### Exercise requirements
Give every line below again, exactly as it appears.

### Entries provided
PR #143, opened 2020-07-30
Returns <Not specified> when a potential interviewer has a blank company or job field.

meagancheese:


GrantComm (approved):

apluscs (approved):

src/main/java/com/google/sps/data/PossibleInterviewer.java
```diff
@@ -24,6 +24,12 @@
   public abstract String job();
 
   public static PossibleInterviewer create(String company, String job) {
+    if (company.equals("")) {
```
jalexanderqed, line 30: Could we do this on the JavaScript side instead? I think adding the fake values in JavaScript is a bit dangerous in case this object was ever used for a different purpose (i.e. in a way that could cause the "<Not specified>" to be written back to DataStore).

jalexanderqed (changes requested):

src/main/java/com/google/sps/data/PossibleInterviewer.java
meagancheese: This object is currently only used for generating the front end, what did you have in mind with javascript?

meagancheese: I'll change it so there's a 'could-be-not-specified' class or something and change the text with a javascript function call before the text is displayed.

jalexanderqed (approved):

### Answer to the exercise
PR #143, opened 2020-07-30
Returns <Not specified> when a potential interviewer has a blank company or job field.

meagancheese:


GrantComm (approved):

apluscs (approved):

src/main/java/com/google/sps/data/PossibleInterviewer.java
```diff
@@ -24,6 +24,12 @@
   public abstract String job();
 
   public static PossibleInterviewer create(String company, String job) {
+    if (company.equals("")) {
```
jalexanderqed, line 30: Could we do this on the JavaScript side instead? I think adding the fake values in JavaScript is a bit dangerous in case this object was ever used for a different purpose (i.e. in a way that could cause the "<Not specified>" to be written back to DataStore).

jalexanderqed (changes requested):

src/main/java/com/google/sps/data/PossibleInterviewer.java
meagancheese: This object is currently only used for generating the front end, what did you have in mind with javascript?

meagancheese: I'll change it so there's a 'could-be-not-specified' class or something and change the text with a javascript function call before the text is displayed.

jalexanderqed (approved):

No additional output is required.